PR #366, opened 2026-05-27
docs(designs): tick daemon-mount-capabilities Phase 4 and align spec text with PR #339

0xpatrickbot:
Refs: #339, `designs/daemon-mount-capabilities.md`

## Description

Doc-only follow-up to PR #339's audit (`030200Z-result-liaison-d607f9.md`).  Three commits:

1. **`docs(designs): tick daemon-mount-capabilities Phase 1-5 checkboxes per PR #339 audit`** (`34dee9536`) — already on the branch from the audit run.  Ticks 21 of 22 phase-leaf checkboxes against the merged #339 diff; leaves Phase 1's `Update daemon-mount.md status once shipped` and Phase 4's `Introduce the host-private physical-backing facet or sealed-grant mechanism` open under a strict reading of the prior text.  Bumps the design header `Status` to `In Progress` and `Updated` to `2026-05-27`, and mirrors the metadata into `designs/README.md`.
2. **`docs(designs): adopt provideHostPath as the Phase 4 mechanism (Option B)`** (`45777b35b`) — revises Design Decision 4, § *Host-Private Physical Backing*, the Phase 4 *Prerequisite* block (now *Resolution*), the Capability Model § Host-Private Facets table, and the convergence-shape narrative to name `EndoHost.provideHostPath` (the shipped privileged-accessor surface) as the chosen host-private backing mechanism.  Ticks the Phase 4 first checkbox.  The hidden-`EndoMountBacking`-Exo-facet draft and the sealer/unsealer alternative are kept as considered-and-rejected options with their respective rationales.
[...]

PR #371, opened 2026-05-27
fix(daemon): correctness and authority-boundary fixes for the git capability

0xpatrickbot:
Refs: #366, #364

## Description

Fixes five correctness and security defects in the daemon's git capability surface (`Git` exo and `NativeGitBackend`), each landed with an adversarial regression test that fails on the unpatched code and passes after the fix.

- A read-only `Git` reused the writable mount, so `worktree()` and the per-row nodes minted by `status()` still exposed write authority (`writeText`, `remove`, `move`, `makeFile`). A read-only cap now resolves its worktree authority through the mount's structural read-only view, so neither the worktree nor a status node can mutate the tree.
- The executable-config guard listed repository-local keys with `git config --local --name-only --list`, which reports only an `include.path` key and not the `filter.*`/`merge.*` driver keys an included file contributes, while git honors those included drivers on the next mutating operation. The guard now refuses `include.path`/`includeIf.*` keys outright, matching the remote-transport guard.
- The read paths `diff()` and `show()` were ungated, but git still executes a `diff.<driver>.textconv` command bound to a path by an in-tree `.gitattributes`, letting even a read-only cap run an arbitrary host command. Both read paths now pass `--no-textconv`.
- A backend constructed over a repository with no commits cached an `EMPTY` root identity; the first commit through the cap then failed its own post-commit identity check even though the commit succeeded. The `EMPTY` to first-commit transition is now treated as identity-stable.
- The read paths ran without `GIT_OPTIONAL_LOCKS=0`, so `git status` rewrote `.git/index` metadata as a side effect of an inspection and would fail on a read-only filesystem. The sanitized environment now sets the flag.

The branch retains the prior coverage additions for the stash variants, rename-status parsing, and the diff ref-collapse paths that exercise real translation branches.

### Security Considerations

The first three items are authority-escalation defects: a read-only `Git` capability could mutate its worktree, and a guest could provoke arbitrary host-command execution through a committed-in `.gitattributes`/`.git/config` either on a mutating operation (`include.path` driver injection) or on a read (`textconv`). The fixes close those vectors at the capability boundary. The reviewer's attention is best spent on whether the read-only worktree view is the only surface through which a node escapes the attenuation, and on whether the `include`/`includeIf` refusal is broad enough given that git resolves includes recursively.

### Scaling Considerations

N/A.

N/A.

### Testing Considerations

Each fix ships with a regression test that was confirmed to fail against the unpatched predicate and pass after, per `regression-evidence` discipline: the include-bypass and textconv tests drive the capability (a committed-in driver must not run) rather than the guard's own listing mechanism, the empty-repo test constructs a backend over a commit-less repository, and the read-path test asserts `git status` leaves `.git/index` untouched.

`Git.worktree()` on a read-only capability now returns a structural read-only `ReadableTree` view rather than the writable `EndoMount`; callers that relied on holding a writable worktree through a read-only cap were relying on the leak this PR closes.

### Upgrade Considerations

N/A.

### DIFF
--- a/packages/daemon/src/types.d.ts
+++ b/packages/daemon/src/types.d.ts
@@ -392,8 +392,13 @@ export type GitStashPushOptions = {
  * worktree mount.
  */
 export interface EndoGit {
-  /** The `EndoMount` carrying the public worktree authority. */
-  worktree(): EndoMount;
+  /**
+   * The worktree authority this cap carries.  A writable Git returns
+   * the writable `EndoMount`; a read-only Git returns a structural
+   * read-only `ReadableTree` view so the attenuated cap cannot hand a
+   * caller a writable worktree.
+   */
+  worktree(): Promise<EndoMount | ReadableTreeView>;
   status(): Promise<GitStatusEntry[]>;
   diff(options?: GitDiffOptions): Promise<string>;
   log(options?: GitLogOptions): Promise<GitCommit[]>;
--- a/packages/daemon/src/types.d.ts
+++ b/packages/daemon/src/types.d.ts
@@ -301,10 +301,15 @@ export type GitStatusEntry = {
   index: GitIndexStatus;
   worktree: GitWorktreeStatus;
   /**
-   * Present when a live worktree object currently exists for the path
-   * (an `EndoMountFile` or `EndoMount` sub-mount).
+   * Present when a live worktree object currently exists for the path.
+   * A writable `Git` mints the node through the writable worktree mount
+   * (an `EndoMount` sub-mount or `EndoMountFile`); a read-only `Git`
+   * mints it through the structural read-only worktree view, so the
+   * node is then a `ReadableTreeView` or `ReadableBlobView`.  The wider
+   * union keeps the read-only case from type-checking a `writeText`
+   * that would reject at runtime.
    */
-  node?: EndoMount | EndoMountFile;
+  node?: EndoMount | EndoMountFile | ReadableTreeView | ReadableBlobView;
   renamedFrom?: string;
 };
 
--- a/packages/daemon/test/git.test.js
+++ b/packages/daemon/test/git.test.js
@@ -183,7 +183,7 @@ test('Git.readOnly() worktree and status nodes carry no write authority', async 
   await fs.promises.writeFile(path.join(repoRoot, 'tracked.txt'), 'before');
   const filePowers = makeFilePowers({ fs, path });
   const mount = makeMount({ rootPath: repoRoot, readOnly: false, filePowers });
-  const backend = makeNativeGitBackend({ repoRoot });
+  const backend = makeNativeGitBackend({ repoRoot, makeReaderRef });
   const git = makeGit({ mount, backend, lineageOf });
 
   const readOnlyGit = await E(git).readOnly();
@@ -1911,7 +1911,7 @@ test('Git.stashPop applies and drops in one step', async t => {
 
   const filePowers = makeFilePowers({ fs, path });
   const mount = makeMount({ rootPath: repoRoot, readOnly: false, filePowers });
-  const backend = makeNativeGitBackend({ repoRoot });
+  const backend = makeNativeGitBackend({ repoRoot, makeReaderRef });
   const git = makeGit({ mount, backend, lineageOf });
 
   await fs.promises.writeFile(path.join(repoRoot, 'tracked.txt'), 'after\n');
@@ -1944,7 +1944,7 @@ test('Git.stashPush accepts repo-relative paths in lieu of mount entries', async
 
   const filePowers = makeFilePowers({ fs, path });
   const mount = makeMount({ rootPath: repoRoot, readOnly: false, filePowers });
-  const backend = makeNativeGitBackend({ repoRoot });
+  const backend = makeNativeGitBackend({ repoRoot, makeReaderRef });
   const git = makeGit({ mount, backend, lineageOf });
 
   await fs.promises.writeFile(path.join(repoRoot, 'a.txt'), 'changed-a\n');
@@ -1978,7 +1978,7 @@ test('Git.stashPush with neither entries nor paths stashes the whole worktree', 
 
   const filePowers = makeFilePowers({ fs, path });
   const mount = makeMount({ rootPath: repoRoot, readOnly: false, filePowers });
-  const backend = makeNativeGitBackend({ repoRoot });
+  const backend = makeNativeGitBackend({ repoRoot, makeReaderRef });
   const git = makeGit({ mount, backend, lineageOf });
 
   await fs.promises.writeFile(path.join(repoRoot, 'whole.txt'), 'dirty\n');
@@ -2010,7 +2010,7 @@ test('Git.diff accepts plain string paths and string refs', async t => {
 
   const filePowers = makeFilePowers({ fs, path });
   const mount = makeMount({ rootPath: repoRoot, readOnly: false, filePowers });
-  const backend = makeNativeGitBackend({ repoRoot });
+  const backend = makeNativeGitBackend({ repoRoot, makeReaderRef });
   const git = makeGit({ mount, backend, lineageOf });
 
   // The `paths` branch passes string[] straight through; `base` and
@@ -2051,7 +2051,7 @@ test('Git.diff with GitRef objects for base and head collapses to strings', asyn
 
   const filePowers = makeFilePowers({ fs, path });
   const mount = makeMount({ rootPath: repoRoot, readOnly: false, filePowers });
-  const backend = makeNativeGitBackend({ repoRoot });
+  const backend = makeNativeGitBackend({ repoRoot, makeReaderRef });
   const git = makeGit({ mount, backend, lineageOf });
 
   // The git.js wrapper's `typeof opts.base === 'string'` check picks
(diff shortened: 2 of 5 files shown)


0xpatrickbot (commented):
# Code-panel review — PR #371

Seventeen-seat code panel (assessor, typist, stylist, packager, archivist, prover, curator, migrator, locksmith, warden, saboteur, breaker, purist, spec-keeper, wire-watcher, engine-realist, integrator), plus @copilot requested. The PR lands five correctness/authority fixes on the daemon git capability surface, each carrying an adversarial regression test confirmed to fail on the unpatched predicate. CI is green on every gating job; `test-xs` (V8-canary esvu) is the known flake and is treated as pass-equivalent.

The panel weighed the flagged authority-boundary item explicitly: `Git.worktree()` on a read-only cap now returns the structural `ReadableTree` view from `mount.readOnly()` instead of the writable `EndoMount`, the `Git` interface guard moved `worktree` from `M.call()` to `M.callWhen()`, and the exported type widened to `Promise<EndoMount | ReadableTreeView>`. The panel's verdict on that change is that it is the correct, minimal closure of a real authority leak; see Must-fix item 1 for the one type-accuracy gap it leaves open.

## Must-fix before merge

1. **`GitStatusEntry.node` type is now too narrow (typist, curator, integrator).** `types.d.ts` declares `node?: EndoMount | EndoMountFile`, and the interface shape uses bare `M.remotable()`. After the P1a fix, `status()` mints each node through `worktreeAuthority()`; on a read-only `Git` that authority is the `makeReadableTreeView` result, so the node is a `ReadableTreeView | ReadableBlobView`, never an `EndoMount`/`EndoMountFile`. The runtime guard (`M.remotable()`) accepts it, but the exported TypeScript type now lies for the read-only case: a consumer who reads `row.node` off a read-only `Git`'s status and calls `writeText` will type-check clean and fail at runtime, which is precisely the escalation the PR closes at the value level but leaves open at the type level. Widen `GitStatusEntry.node` to `EndoMount | EndoMountFile | ReadableTreeView | ReadableBlobView` (or document the read-only narrowing) so the type tells the same story the runtime now enforces. This is in-scope: it is the type-side of the exact surface this PR changed.

## Should fix in this PR

(none surfaced by two or more seats with concrete code impact.)

## Out of scope / follow-up

- **`worktree()` is now always a promise even for the writable cap (curator, migrator, ergonomist-lens via integrator).** The `M.call() -> M.callWhen()` migration means every caller of `Git.worktree()`, writable or read-only, now receives a promise rather than a synchronous return. The PR body's Compatibility section names the read-only behavioral change but not this shape change for writable callers. In-repo callers already use `E(git).worktree()` (await-friendly), so no in-repo break exists; the deleted assertion `t.is(await E(readOnlyGit).worktree(), mount)` is the only place the old identity contract was pinned. Worth one line in the PR body's Compatibility section, but not a blocker since the surface is daemon-internal and unreleased.
- **`include`/`includeIf` refusal breadth (warden, locksmith, wire-watcher).** The new `EXECUTABLE_REPO_CONFIG` clause `include(\.|if\.)` refuses `include.path` and `includeIf.*` outright, which is the right call given that `git config --local --name-only --list` cannot surface keys an included file contributes. The panel confirms the refusal is broad enough for the listing-bypass vector the test proves. One forward note: the regex now also refuses a benign `include.path` (e.g. a repo that legitimately splits its config), which is a deliberate conservative tradeoff consistent with the remote-transport guard; if a future legitimate use of repo-local includes arises, the refusal will need a narrower allowlist. Not actionable now.
- **Lower-casing the listed key before matching (spec-keeper, breaker).** The guard now `.toLowerCase()`s each listed name before testing the regex. `git config` key names (section + variable) are case-insensitive while subsection names are case-sensitive; lower-casing the whole line is safe for the guarded patterns (`filter.*.clean`, `merge.*.driver`, `include*`) because none of them key on a case-sensitive subsection, and it correctly catches `Filter`/`INCLUDE` evasion. Confirmed correct; noted for the record.
- **`--no-textconv` placement and `--no-ext-diff` retention (assessor, saboteur).** Both read paths (`diff`, `show`) now pass `--no-textconv` ahead of `--end-of-options`, so the flag is unambiguously parsed as an option and the trailing revision is still protected by `requireRevision` + `--end-of-options`. The fix is correct and the comment correctly explains why `core.attributesFile=/dev/null` does not cover the in-tree `.gitattributes` case. The panel notes only that `diff`/`show` are the two read paths touched; if a future read path is added (e.g. a `blame` or `cat-file` wrapper) it must adopt the same flag — a convention the comment captures but no lint enforces.
- **`GIT_OPTIONAL_LOCKS=0` set unconditionally (engine-realist, assessor).** Setting the flag for every invocation is correct: read commands honor it and skip the opportunistic `.git/index` rewrite, mutating commands take their real locks regardless. The regression test pins the no-rewrite behavior via index mtime after a worktree-stat divergence. No GC/allocation concern; the flag is an env string. Confirmed correct.
- **Empty-repo first-commit identity transition (assessor, breaker, purist).** `isEmptyRepoFirstCommit` accepts only the `'EMPTY' -> <real sha>` transition when `commonDir` and `configHash` still match, and adopts the resolved identity so subsequent ops verify against the now-non-empty repo. The panel probed the inverse: a real `<sha> -> 'EMPTY'` (repo reset to no commits) is still rejected because the predicate requires `prior.rootCommit === 'EMPTY'`; and a swap to a different non-empty repo is still rejected because `commonDir`/`configHash` would diverge or `sameRepositoryIdentity` would already have returned. The refactor of the early-return structure (split the `undefined` throw from the identity-mismatch throw) is behavior-preserving. Confirmed correct.
- **Status node resolution by segments rather than entry descriptor (assessor, typist).** `status()` now resolves the node via `E(worktree).lookup(segments)` for both writable and read-only caps, where it previously used `E(mount).lookup(entry)` for the writable case. `MountInterface.lookup` accepts `string[]`, and the read-only view's `lookup` accepts only `string | string[]`, so segments is the common contract. The deleted-path lookup-failure branch (node `undefined`, stderr diagnostic only for non-deleted rows) is preserved. Confirmed correct.

## Discipline checks (clean)

- **harden discipline (warden):** every new named export (`isGitReadOnly`, `getGitBackend` pre-existing; `isEmptyRepoFirstCommit` is module-local and hardened) carries `harden(...)`; `makeGit` returns through the existing harden path. No unguarded global introduced.
- **Commit shaping (packager):** six commits, one test-coverage commit followed by five fix commits each pairing implementation with its regression test. Each fix commit is one reviewable concern. History-rewriting attribution is correct: the test-coverage commit carries `0xPatrick <patrick@0xpatrick.dev>` (fork rule), the five fix commits carry the bot identity. No `yarn.lock` churn (no dependency change), so the separate-lock-commit rule does not apply.
- **Regression evidence (prover):** all five fixes ship a test that drives the capability boundary, not the guard's own listing mechanism. The include-bypass and textconv tests both assert via a side-effect sentinel (a committed-in driver must not run); the empty-repo test constructs a commit-less backend; the read-path test asserts `.git/index` mtime is unchanged after a provoked stat divergence. These are bar-proving, not tautological.
- **Docs/comments (archivist):** the JSDoc on `worktreeAuthority`, `isEmptyRepoFirstCommit`, the `EXECUTABLE_REPO_CONFIG` clause, and the `diff`/`show` `--no-textconv` notes accurately describe the runtime behavior and the why. No stale prose.

## Verdict

The five fixes are correct, minimal, and well-tested; the authority-boundary change is the right closure of a real read-only-cap escalation leak. One in-scope must-fix: the `GitStatusEntry.node` exported type is now too narrow for the read-only-cap node it can hand back. Everything else is confirmed-correct or non-blocking forward notes.

0xpatrickbot (commented):
## Code panel — round 2 (closing verdict)

Re-review of PR #371 at tip `e5d3fe30` after the round-1 fixer landed the single in-scope must-fix.

**Verdict: no in-scope must-fix remains. The jury-fixer loop terminates.**

### Round-1 must-fix — confirmed resolved

The round-1 panel found exactly one in-scope must-fix: the exported `GitStatusEntry.node` type in `packages/daemon/src/types.d.ts` was declared `EndoMount | EndoMountFile`, which lies for the read-only-`Git` case. On a read-only `Git`, `status()` mints each node through `worktreeAuthority()`, which resolves to `mount.readOnly()` (a `ReadableTreeView`); its `lookup(segments)` returns `ReadableTreeView | ReadableBlobView`, never the writable mount types.

The fixer commit `e5d3fe30` widens the declared type to:

```ts
node?: EndoMount | EndoMountFile | ReadableTreeView | ReadableBlobView;
```

This is exactly the set the runtime can produce. The writable path (`E(mount).lookup(segments)`) yields `EndoMount | EndoMountFile`; the read-only path (`E(mount.readOnly()).lookup(segments)`) yields `ReadableTreeView | ReadableBlobView`. The union is neither too wide (no spurious members) nor too narrow (the read-only case is now representable). The closure is correct and minimal.

### Scope and collateral

The fix is confined to the single `node?:` declaration and its accompanying JSDoc; no other line, file, or commit changed. All four union members are declared interfaces in the same `types.d.ts`, so the widened union resolves with no new import. The revised JSDoc accurately documents both minting paths and the runtime-rejection hazard the wider type guards against. No new in-scope issue is introduced.

The round-1 P1a authority-boundary closure (read-only `Git.worktree()` returning the structural `ReadableTree` view, the `M.call -> M.callWhen` migration, the `worktree()` return widening) was judged sound in round 1 and is unchanged here.

### Out of scope / follow-up

The roughly eight out-of-scope items recorded in round 1 (confirmed-correct notes and non-blocking forward items) remain out of scope and do not block this loop.

### CI

All gating jobs green. `test-xs` (V8-canary esvu) is the known flake and is treated as pass-equivalent.

No must-fix before merge. Loop terminated.

0xpatrickdev (approved):

kriskowal:
Please revisit after rebasing on the solution for XS CI, when that merges.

====================

Your task is to restate, word for word, the lines from the beginning of the records to the line with "daemon-mount-capabilities Phase 1-5", inclusive.

* SOLUTION FOR THIS TASK
PR #366, opened 2026-05-27
docs(designs): tick daemon-mount-capabilities Phase 4 and align spec text with PR #339

0xpatrickbot:
Refs: #339, `designs/daemon-mount-capabilities.md`

## Description

Doc-only follow-up to PR #339's audit (`030200Z-result-liaison-d607f9.md`).  Three commits:

1. **`docs(designs): tick daemon-mount-capabilities Phase 1-5 checkboxes per PR #339 audit`** (`34dee9536`) — already on the branch from the audit run.  Ticks 21 of 22 phase-leaf checkboxes against the merged #339 diff; leaves Phase 1's `Update daemon-mount.md status once shipped` and Phase 4's `Introduce the host-private physical-backing facet or sealed-grant mechanism` open under a strict reading of the prior text.  Bumps the design header `Status` to `In Progress` and `Updated` to `2026-05-27`, and mirrors the metadata into `designs/README.md`.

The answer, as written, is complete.